One can build a bijective correspondence between trivial subgraphs and
subgraphs with a cross topology which preserves the number of polygons
in the polygon decomposition. Let $\mathcal{G}_+$ be a subgraph of the
cross topology type with decomposition $\mathcal{P}$. A trivial
subgraph $\mathcal{G}_0$ is built on the dual lattice of
$\mathcal{G}_+$ keeping the same $\mathcal{P}$ by putting its sites in
the middle of each smallest square formed by four sites of
$\mathcal{G}_+$. Then, on the dual lattice (sites in the middle of
plaquettes), a subgraph $\mathcal{G}_0$ is constructed by putting all
bonds that do not intersect with bonds of $\mathcal{G}_+$ on the
original lattice. The correspondence is bijective by construction and
$\mathcal{G}_0$ is necessarily trivial. One can also see that
$\mathcal{G}_+$ and $\mathcal{G}_0$ have the same number of polygons. Consequently, we obtain an important duality relation for weights of $\{0\}$ and $\zbyz$ in (\ref{zp}):
\begin{equation}
\mathcal{Z}^{M\times N}_Q (\zbyz)=Q\mathcal{Z} ^{M\times N}_Q (\{0\}).
\label{duality}
\end{equation}

In the {\sl F} model, we express the factor $Q^{{N_p}/2}$ in terms of a random
orientation on each polygon. Let us write $\epsilon_i=\pm 1$ for
non-trivial polygons (type {\sl n-h}) and $\epsilon_j=\pm 1$ for polygons homotopic to a point (type {\sl h}). We impose:
\begin{equation}
Q^{N_p/2}=Q^{N_{n-h}/2}Q^{N_h/2}=\sum_{\{\epsilon_i=\pm1\}}\cos\left[\frac{\pi}{2}e_0\sum_{i}\epsilon_i\right]\sum_{\{\epsilon_j=\pm1\}}\exp\left[4i\lambda\sum_j
  \epsilon_j\right]
\label{correction}
\end{equation}
where $e_0$ and $\lambda$ are chosen such as $Q^{1/2}=2\cos(\pi
e_0/2)$ and $Q=2\cos(4\lambda)$. We do not need the last details of the transformation to
the {\sl F} model for our purpose, but the reader could find them in \cite{Baxter}.

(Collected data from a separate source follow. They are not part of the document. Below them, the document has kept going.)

PR #806, opened 2020-02-15
[IOTDB-467] The CLI displays query results in a batch manner

dynamicDr:


Genius-pig:
Thank you for your contribution. But it has been done by https://github.com/apache/incubator-iotdb/pull/804

liutaohua:
> Thank you for your contribution. But it has been done by #804

welcome for new contributor ，#804 was closed

client/src/main/java/org/apache/iotdb/client/AbstractClient.java
```diff
@@ -90,8 +93,9 @@
   static int maxTimeLength = ISO_DATETIME_LEN;
   static int maxValueLength = 15;
   static String TIMESTAMP_PRECISION = "ms";
+  static int lineCount = 0;
 
-  private static boolean isReachMaxLine = false;
+  private static boolean isReachEnd = false;
```
qiaojialin:
```suggestion
  private static boolean isReachEnd = true;
```

dynamicDr:
> Hi, thanks for your contribution! The code is clean and the CLI has a good user experience.
> 
> Three suggestions:
> 
> (1) if you use the IDEA and mac, please import the java-google-style.xml and option+command+L to format the code.
> (2) Fortunately, the other PR for the same issue is closed by the author :) In order not to do duplicated work, it's better to leave a comment on the Jira to claim that you will solve the issue.
> (3) We have a weixin group to communicate, you could join through my weixin: qiaojialin1993

Thanks for your advice!
I've made some changes on it.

To construct the {\sl SOS} model from the {\sl F} one,  a field must
be defined on the faces of the lattice 
\cite{diFran,pinson}. These faces are formed by polygonal curves of
type {\sl n-h} or {\sl h}. A polygonal
line means an increase or a decrease by a factor $\pi/2$ of the field depending on the
polygon orientation. Discontinuities or frustrations are therefore
induced in the field by polygons {\sl n-h} of the decomposition. For
subgraphs with a cross topology and trivial one, only trivial polygons
are present; thus the field is always periodic. For subgraphs
$\{a,b\}$, if we write respectively $\delta\phi_1$ and
$\delta\phi_\tau$ for discontinuities observed along the cycles $\alpha$ and $\beta$, we have :
\begin{eqnarray}
\delta\phi_1=\frac{\pi}{2}b\sum_i\epsilon_i=\pi m & &\delta\phi_\tau=\frac{\pi}{2}a\sum_i\epsilon_i=\pi m'\label{delta}
\end{eqnarray}
where $m$,
$m'\in\mathbb{Z}$ and the sum is only over {\sl n-h} polygons. For subgraphs wih a cross
topology and trivial one, $m$ and $m'$ are zero. Subgraphs $\{a,b\}$
have possibly polygons {\sl h} and necessarily two polygons {\sl n-h} of class
$\pm[a,b]$ for each non-trivial connected component. Therefore, their
boundary conditions will be: $m=bk$, $m'=ak$ for a certain $k\in
\mathbb{Z}$. Moreover
\begin{Rem}
because $a\wedge b=1$, only a unique subgroup $\{a,b\}$ can produce non-periodic field with given discontinuities $m$, $m'$, $(m,m')\not=0$.
\label{remark}
\end{Rem}
We can express the correction term due to non-trivial polygons in
(\ref{correction}) as $\cos\left[\frac{\pi}{2}e_0\sum_i
  \epsilon_i\right]=\cos[\pi e_0 (m\wedge m')]$ with the help of
(\ref{delta}) and the fact that $a\wedge b=1$.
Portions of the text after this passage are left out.